I have a following mathematical background (mostly computational; not proof-based): single-variable and multi-variable calculus (including vector calculus), linear algebra, differential equations (ODE & PDE), and Fourier analysis. I have a good knowledge from Apostol's Calculus Volume 1 but I did not start the Apostol's Calculus Volume 2 yet (planning to start on Winter Break). I am wondering if those mathematical principles are suitable for studying the quantum mechanics.

You will definitely need to know about eigenvalue equations, which is in the second volume of Apostol, but you might have covered it already in Linear Algebra. Otherwise, you have all that you need to start QM.

I will be taking a modern physics course called "Modern Physics: Atomic, Relativistic, and Quantum Mechanics" that uses a textbook called "Modern Physics" by Tipler on next semester.
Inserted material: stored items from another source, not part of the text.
PR #1209, opened 2024-12-24
Implement fork

afsalthaj:


vigoo:
I will do a proper review later, but some initial mismatch from the ticket:

- The forking logic should not be implemented in the gRPC request handlers. That should just be a thin layer as we want to have the actual forking logic used later in the debugging service for example. So as I wrote in the ticket, find a place (one of the "service layers" or create a new one) for it and from the gRPC request handler just call it.
- The ticket explicitly asks for opening the worker in suspended mode and use the `Oplog` instance of it to read the source oplog - and not the "global" one in `OplogService`. I am not sure exactly why did I ask for that but I suspect there was a reason :) By using `Oplog` it is properly synchronized in case the worker is running etc. So let's just do it in the way as the ticket asks.

afsalthaj:
I used get_or_create_suspended and used oplog from there. If you look at some previous commits you can see that to later change to this one - but I thought it's the same. Anyway I will revert.

vigoo:
> Probably validate the forking further using the details in WorkerStatusRecord such as if pending invocations or pending updates are present, probably not allow forking until finished?

I don't think this is necessary. 

>  resume would fail if the oplog corresponds to an entry which is tagged as “running” while calculating the latest status.

let's add a `force: bool` parameter to the resume gRPC call. I think it already does everything needed if that check would not happen in it (so when force is true, it must always do a `Worker::get_or_create_running` no matter what the status is)

> Fail forking if component was uploaded as an ephemeral one?

I don't think this is necessary. For example you could have a failed ephemeral worker that you load into the debugger, change something and fork it so it may run to completion.

>  Compute worker-status-record when copying the oplog with a bit more care (to be discussed with vigoo)

I suspect there is a general problem here of not using the buffered entries but I will check and think it through in details and get back to you.

golem-worker-executor-base/src/grpc.rs
```diff
@@ -141,6 +142,7 @@ pub struct WorkerExecutorImpl<
 > {
     /// Reference to all the initialized services
     services: Svcs,
+    worker_fork: Arc<dyn WorkerFork + Sync + Send>,
```
vigoo, line 145: The idea of `HasAll` is that it has all the services. So you should add the new one to those traits according to how it is done for the existing services, and then you don't need a new field here.

golem-worker-executor-base/src/grpc.rs
```diff
@@ -418,6 +426,75 @@ impl<Ctx: WorkerCtx, Svcs: HasAll<Ctx> + UsesAllDeps<Ctx = Ctx> + Send + Sync +
         Ok(())
     }
 
+    async fn get_worker_ids(
```
vigoo, line 429: A couple of problems with this:

- It's an internal step of the fork logic, but it has a very generic name (`get_worker_ids`) in a non-fork specific place
- The validations (whether the target worker ID exists, and the account IDs match) should be in the fork implementation (in the service layer) not here in the request handler
- In the gRPC layer the only thing that should happen is getting values out of the protobuf structures and fail if something is missing

So I would move the validations to the fork service, and then just move back the remaining few lines into the `fork_internal` and delete this function.

golem-worker-executor-base/src/services/mod.rs
```diff
@@ -43,6 +43,9 @@ pub mod worker_activator;
 pub mod worker_enumeration;
 pub mod worker_event;
 pub mod worker_proxy;
+
+pub mod worker_fork;
```
vigoo, line 47: alphabetic order please :'(

golem-worker-executor-base/src/services/worker_fork.rs
```diff
@@ -0,0 +1,178 @@
...
+    ) -> Result<(OwnedWorkerId, OwnedWorkerId, WorkerMetadata), GolemError> {
+        let second_index = OplogIndex::INITIAL.next();
+
+        if oplog_index_cut_off < second_index {
+            return Err(GolemError::invalid_request(
+                "oplog_index_cut_off must be at least 2",
+            ));
+        }
+
+        // We assume the target worker is also owned by the same account
```
vigoo, line 57: I see this validation that I asked for in a comment above is already here. So I guess it just needs to be deleted from the other place.

golem-worker-executor-base/src/services/worker_fork.rs
```diff
@@ -0,0 +1,178 @@
...
+        let owned_source_worker_id = OwnedWorkerId::new(account_id, source_worker_id);
+
+        let metadata = self
+            .all
+            .worker_service()
+            .get(&owned_source_worker_id)
+            .await
+            .ok_or(GolemError::worker_not_found(source_worker_id.clone()))?;
+
+        Ok((owned_source_worker_id, owned_target_worker_id, metadata))
```
vigoo, line 79: I think there is a missing `calculate_latest_worker_status` here. The result of `get` is not the latest status just the latest cached one.

(You can say this is a bad API and I agree but let's not change it now :)

golem-worker-executor-base/src/services/worker_fork.rs
```diff
@@ -0,0 +1,178 @@
...
+
+        let new_oplog = self
+            .all
+            .oplog_service()
+            .create(
+                &owned_target_worker_id,
+                target_initial_oplog_entry,
+                target_worker_metadata,
+                Arc::new(RwLock::new(ExecutionStatus::Suspended {
+                    last_known_status: WorkerStatusRecord::default(), // default is idle, TODO: check if we need to update this or derive from the source last known status
```
vigoo, line 147: I think this does not matter because we are going to drop this value here and the "resume" will recreate it (potentially on another executor)

golem-worker-executor-base/src/services/worker_fork.rs
```diff
@@ -0,0 +1,178 @@
...
+                    component_type: ComponentType::Durable, // Probably forking should fail if component type is ephemeral, or not?
```
vigoo, line 148: I don't think it should fail, but here you should use the real component type just to avoid surprises :) It can be read from the component metadata in `source_worker_instance`

golem-worker-executor-base/src/services/worker_fork.rs
```diff
@@ -0,0 +1,178 @@
...
+                    timestamp: Timestamp::now_utc(),
+                })),
+            )
+            .await;
+
+        let second_index = u64::from(OplogIndex::INITIAL.next());
+        let cut_off_index = u64::from(oplog_index_cut_off);
+
+        for index in second_index..=cut_off_index {
```
vigoo, line 157: I saw you created some oplog index range iterator, but not using it? Either use it or delete it or am I missing something?

integration-tests/tests/worker.rs
```diff
@@ -1326,6 +1326,304 @@ async fn search_oplog_1(deps: &EnvBasedTestDependencies, _tracing: &Tracing) {
     assert_eq!(result3.len(), 2); // two invocations
 }
 
+#[test]
+#[tracing::instrument]
+#[timeout(120000)]
+async fn fork_worker_1(deps: &EnvBasedTestDependencies, _tracing: &Tracing) {
```
vigoo, line 1332: As there are many tests I would put them in a separate `fork.rs` (and make sure in the Makefile.toml it is listed in the integration-tests task)

golem-worker-executor-base/src/grpc.rs
afsalthaj: @vigoo  I tried this (a few days ago), but if I remember correctly, the worker_fork implementation pretty much needs of all what's in HasAll.  So I was a bit confused in this area. I think worker_fork has the same type of behavior as `DefaultWorkerActivator` in terms of dependency requirements.

golem-worker-executor-base/src/services/worker_fork.rs
afsalthaj: Sure.

vigoo:
About `calculate_last_worker_status` not using the "uncommitted" changes. After checking the code I now remember that this is actually how it is supposed to be, and the solution is to not use it in this case.

Because we already load a `Worker` instance in fork, you can call `Worker::get_metadata` on that instance to get the latest metadata. This works currectly even for running workers.

golem-worker-executor-base/src/grpc.rs
afsalthaj: > The validations (whether the target worker ID exists, and the account IDs match) should be in the fork implementation (in the service layer) not here in the request handler

@vigoo  Uh! That validation was a redundant check which I forgot to delete when refactoring. The validation already exist in service layer under the function `validate_worker_forking`

golem-worker-executor-base/src/services/worker_fork.rs
afsalthaj: That was reusing an existing range functionality in `OplogService` somehow, which essentially doesn't require `get_or_suspended` if used

```
 async fn read_range(
        &self,
        owned_worker_id: &OwnedWorkerId,
        start_idx: OplogIndex,
        last_idx: OplogIndex,
    ) -> BTreeMap<OplogIndex, OplogEntry> {
```

afsalthaj: Ok, I forgot what I did 1.5 weeks back, I see what you mean. I will use the iterator I implemented :)

golem-worker-executor-base/src/services/worker_fork.rs
afsalthaj: I didn't get this part. During forking why would we need the latest worker status of the source worker?

afsalthaj: Is it to fail the fork if the status is say "exited" or "failed" or "interrupted"?

vigoo: Because you are copying it as the target worker metadata, so I was thinking it is best to copy the latest version and not some random old one :) (Maybe there is no real difference, but easier if you don't have to think it through).

Btw notice later I realized that instead of calculate_latest_worker_status you can get the latest worker status through the worker instance which is better.

afsalthaj:
As seen in the commits, dealing with flaky tests in CI (although it works all the time in my machine)

golem-worker-executor-base/src/grpc.rs
vigoo: I think it must be similar to `Rpc` (it does both local and remote worker invocations).

This change is a must to keep consistency of how worker executor is built.

golem-worker-executor-base/tests/lib.rs
```diff
@@ -92,8 +91,6 @@ tag_suite!(guest_languages3, group7);
 tag_suite!(ts_rpc2, group8);
 tag_suite!(ts_rpc2_stubless, group8);
 
-tag_suite!(fork, group9);
```
vigoo: Let's not introduce a new group for this. The reason for these groups is only to run them in parallel on CI and they are grouped in a way to optimize the CI run time. You can add the new suite to `group3` for example.

vigoo: Sorry I see this was removed later :) Please tag the new suite as `group3`.

wasm-rpc-stubgen/tests-integration/tests/compose.rs
```diff
@@ -31,6 +31,8 @@ use wasm_rpc_stubgen_tests_integration::{test_data_path, wasm_rpc_override};
 
 test_r::enable!();
 
+// TODO: disabled until getting newer glibc on CI
+#[ignore]
```
vigoo, line 35: Don't forget to remove this

golem-worker-executor-base/src/grpc.rs
```diff
@@ -418,6 +419,58 @@ impl<Ctx: WorkerCtx, Svcs: HasAll<Ctx> + UsesAllDeps<Ctx = Ctx> + Send + Sync +
...
+        request: ForkWorkerRequest,
+    ) -> Result<ForkWorkerResponse, GolemError> {
+        let account_id_proto = request
+            .account_id
+            .clone()
+            .ok_or(GolemError::invalid_request("account_id not found"))?;
+
+        let account_id = account_id_proto.into();
+
+        // Check if target worker id exists already and if so fail
```
vigoo, line 433: This comment is not true anymore

golem-worker-executor-base/src/services/worker_fork.rs
```diff
@@ -0,0 +1,472 @@
...
+        let target_worker_id = owned_target_worker_id.worker_id.clone();
+        let account_id = owned_target_worker_id.account_id.clone();
+
+        let source_worker_instance =
+            Worker::get_or_create_suspended(self, &owned_source_worker_id, None, None, None, None)
+                .await?;
+
+        let source_worker_metadata = source_worker_instance.get_metadata().await?;
+
+        // Not sure if we should copy the metadata or not, or stick on to just default
```
vigoo, line 412: Let's remove this comment :)

golem-worker-executor-base/tests/lib.rs
vigoo: Or there are no worker executor tests at all. Sorry got confused by trying to review commit by commit

vigoo (approved):
Added a few more comments (just cleaning up stuff), after that good to merge

golem-worker-executor-base/tests/lib.rs
afsalthaj: Yes, I had to go through a bit of round trip there, just to realize, what I really wanted is the way it is now

golem-worker-executor-base/src/services/worker_fork.rs
afsalthaj: Added that comment myself, before understanding the entire code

On next year's Fall, I will be taking two courses called "Thermodynamics & Statistical Mechanics" and "Quantum Mechanics I", which use "Fundamentals of Statistical and Thermal Physics" by Reif Waveland and "Modern Quantum Mechanics" by J.J. Sakurai, respectively. Could you also recommend any introductory thermodynamics-statistical mechanics textbook that goes well with Reif's one?

I don't know Waveland's book, but I good basic introduction to the subject is Thermal Physics by Schroeder. And as I said above, Sakurai is an intermediate textbook. It would be good to have some knowledge of QM before tackling Sakurai.

 

[dextercioby]

Cohen-Tannoudji's book has a wealth of information, however the presentation is not linear, with those supplements to what he considers the text's main body which make it hard to read. I'd consider that a reserve option and go for Zettili's text as a main source.